An ovarian cyst is a sac with fluid that grows on or in the ovary. Ovarian cysts are common, especially among women of reproductive age. Nearly 50 percent of women have had at least one.
Some ovarian cysts signify polycystic ovary syndrome (PCOS), a hormone disorder that affects the menstrual cycle and can cause infertility. Different conditions may cause other types of ovarian cysts unrelated to PCOS.
None of these types are cancerous, so there’s no need to worry about them spreading throughout your body—they’re just annoying!
The most common symptom of an ovarian cyst is abdominal pain. This may also be accompanied by bloating, feeling full more quickly than usual, constipation and diarrhea. If you have any of these symptoms, it’s best to see your doctor so they can determine what’s causing them and rule out anything serious.
How is an ovarian cyst diagnosed?
Ovarian cysts can be diagnosed by:
Ultrasound: This is the most common way of diagnosing an ovarian cyst, and it doesn’t require any lab work to confirm your diagnosis. Your doctor will use a transvaginal or transabdominal scan to look for and measure the size of an ovarian cyst.
Blood test: A blood test may determine whether you have any hormones associated with PCOS, but it’s not recommended for diagnosing the condition itself; instead, it can help your doctor determine which treatments might work best for you if you have PCOS.
Treatment of ovarian cysts
The best way to treat ovarian cysts depends on the type of cyst you have. Your doctor will suggest a treatment plan based on your symptoms and the size of the cyst.
If you’re having pelvic pain, an ultrasound can help determine whether an ovarian cyst is causing it. The ultrasound may also show if there’s more than one cyst or if they’re getting bigger over time.
The different types of treatments include:
Medication (for example, birth control pills) decreases the production of male hormones by the ovaries.
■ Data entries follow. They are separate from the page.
PR #1171, opened 2020-02-26
Add datatables to challenge invitations table

piotrekpasciak:
Monday:
https://aicrowd.monday.com/boards/363093650/pulses/458107017

Github issue:
https://github.com/AIcrowd/AIcrowd/issues/64

### DIFF
--- a/app/javascript/stimulus_js/controllers/simple_datatables_controller.js
+++ b/app/javascript/stimulus_js/controllers/simple_datatables_controller.js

Surgery to remove a large ovarian cyst.
Difference between ovarian cysts and PCOS
Ovarian cysts are noncancerous growths caused by an imbalance in estrogen and progesterone levels and an increased number of immature follicles (egg sacs).
Ovarian cysts are fluid-filled sacs that form on the ovary, while PCOS is a condition that affects your menstrual cycle and ovulation.
PCOS is a hormone imbalance that causes small cysts to appear on one or both ovaries, interfering with the normal production of hormones and possibly leading to infertility.
Ovarian cysts can become cancerous if left untreated for too long. Most women with ovarian cysts will never develop cancer, but it does occasionally happen—most often with older women or those who have already gone through menopause. Ovarian cancer makes up about 2 percent of all cancers in American women aged 20–59 years old; however, it accounts for 15 percent of all gynecological cancer deaths because it’s not detected until later stages when invasive surgery becomes necessary.
There’s no way to prevent ovarian cancer other than having regular checkups with your doctor; however, if you’re experiencing symptoms like abdominal pain or discomfort between periods, then make sure you mention them so they can be investigated further!
Ovarian cysts are not necessarily a symptom of PCOS. Ovaries can develop cysts for many different reasons. The most important thing is to talk to your doctor if you suspect you have an ovarian cyst and get a proper diagnosis before any treatment plan is started.